## ASSIGNMENT
The word "authorize" may appear in some lines of the data; copy every such line.

---------------

PR #247, opened 2023-11-09
Remove UI components and PF dependency from lib-utils

florkbr:
This PR will remove the UI components exposed by the SDK lib-utils package.

Also removes global storybook config/install as it is no longer needed.

See https://github.com/patternfly/react-component-groups.

After discussion we have decided apps and plugins can pull UI components from the PF react-component-groups repo (and decide how to handle versioning or de-duping of the dependency). Several of the UI components removed in this PR already exist in the new location and will continue to be built upon.


package.json
```diff
@@ -37,15 +36,7 @@
...
-    "@storybook/addon-actions": "^6.5.9",
-    "@storybook/addon-docs": "^6.5.9",
-    "@storybook/addon-essentials": "^6.5.9",
-    "@storybook/addon-interactions": "^6.5.9",
-    "@storybook/addon-links": "^6.5.9",
-    "@storybook/builder-webpack5": "^6.5.9",
-    "@storybook/manager-webpack5": "^6.5.9",
-    "@storybook/react": "^6.5.9",
-    "@storybook/testing-library": "^0.0.13",
+    "@testing-library/dom": "^9.3.3",
```
florkbr, line 39: @vojtechszocs FYI yarn was complaining about this missing peer dependency (being requested by `@testing-library/user-event` from one of the other `@testing-library` libs below).

packages/lib-utils/package.json
```diff
@@ -1,6 +1,6 @@
 {
   "name": "@openshift/dynamic-plugin-sdk-utils",
-  "version": "4.1.0",
+  "version": "5.0.0",
```
florkbr, line 3: @vojtechszocs While none of the UI components being removed seem to be used in production environments as far as we can tell - I am proposing we bump a major version of the lib-utils package in case we missed any locations.

vojtechszocs: Sounds good, we can also publish that new version to npmjs repository once the PR gets merged.

package.json
vojtechszocs: AFAIK, we only used React testing library due to lib-utils having React components for which we had unit tests.

I'm not sure we still need it, will check.

PR #449, opened 2023-10-16
1151: Capturing Route Metrics

dbadham-fr:
Spec:
https://wikis.forgerock.org/confluence/pages/viewpage.action?spaceKey=SBAT&title=SAPI-G+Endpoint+Metrics

Adding filter: RouteMetricsFilter which is responsible for gathering and reporting metrics each time a route processes a request.

Installing the filter for the following routes:
- All RS OB routes
- The following AS routes
  - /register
  - /authorize
  - /access_token

Metrics are reported by publishing them to the log file, see LoggerRouteMetricsEventPublisher.
This has required changes to the logback config to create a custom appender for use by the publisher, this appender publishes a raw message with no additional formatting.

Example log:
```
{
    "timestamp": 1698157533193,
    "eventType": "route-metrics",
    "routeId": "04-ob-as-authorize",
    "requestPath": "/am/oauth2/realms/root/realms/alpha/authorize",
    "httpMethod": "POST",
    "responseTimeMillis": 258,
    "httpStatusCode": 302,
    "successResponse": true,
    "apiClientId": "910a246a-3778-442c-a525-2c21d8f5fd3c",
    "apiClientOrgId": "0015800001041REAAY",
    "trustedDirectory": "OpenBanking Ltd",
    "context": {}
}
```

Logging is done on a best effort basis. If a data point is missing then it will be logged as a null value. All data points should be available on the happy path. For error paths, the apiClient data may be missing if the client failed to authenticate.

To get the ApiClient data for all of the AS routes has required changes to filters in order to set the ApiClient into the attributes context, the FetchApiClientFilter is used for the RS routes but this does not work with the AS routes as it requires an access_token in the request entity which is not the case. Filters changed:
- CreateApiClient.groovy for /register
- TokenEndpointTransportCertValidationFilter for /access_token
- New filter: AuthorizeResponseFetchApiClientFilter for /authorize

The context field is optional in the metrics event, custom data is currently supplied only for the /access_token route which is used to identify the grant_type of the access_token requested. 

https://github.com/SecureApiGateway/SecureApiGateway/issues/1151

### DIFF
--- a/config/7.3.0/securebanking/ig/config/dev/config/logback.xml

---------------

## ANSWER
  - /authorize
    "routeId": "04-ob-as-authorize",
    "requestPath": "/am/oauth2/realms/root/realms/alpha/authorize",
- New filter: AuthorizeResponseFetchApiClientFilter for /authorize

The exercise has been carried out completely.